Le jour du drame, « des opérateurs du Cross ont été contactés au moins à 14 reprises par l’embarcation sans qu’aucune opération de sauvetage ne soit déclenchée », insiste Utopia 56 dans un communiqué, en se basant sur les premiers éléments d’une enquête ouverte à Paris et confiée à la Juridiction nationale de lutte contre la criminalité organisée (Junalco).

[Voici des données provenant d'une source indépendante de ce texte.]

PR #2128, opened 2024-11-07
Use recordResponseTimeMetric instead recordMetric in NewRelic agent.

Matzz:
It seams that 
```
    public static void recordResponseTimeMetric(String name, long millis) {
        getAgent().getMetricAggregator().recordMetric(name, millis);
    }
```
recordResponseTimeMetric calls recordMetric in MetricAggregator instead of recordResponseTimeMetric.


Matzz:
@jtduffy I just started to wonder if I introduced backward compatibility break here.
As far as I understand when we call `MetricAggregator.recordResponseTimeMetric` the values are converted from millis to seconds. Is that the same case for `recordMetric`? What is the difference between `recordMetric` and `recordResponseTimeMetric`?
Does changing `recordMetric` to `recordResponseTimeMetric` could break some existing charts?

« Le CROSS a communiqué des informations parcellaires à son homologue britannique », dénonce encore l’association. « Dans les échanges avec les garde-côtes britanniques, la situation de détresse dans laquelle se trouvait l’embarcation n’a jamais été mentionnée, est-il indiqué dans ce communiqué. Les Britanniques ont demandé ‘avec insistance et à plusieurs reprises’ aux Français d’envoyer le Flamant (patrouilleur français), bien plus proche du bateau qui ‘coule’ que le Valiant. ‘L’opératrice du Cross refusera de le faire intervenir, arguant qu’il est occupé sur un autre cas’, ce qui sera contredit par l’étude radio qui démontrera qu’il n’était ‘pas occupé sur une mission vitale’. »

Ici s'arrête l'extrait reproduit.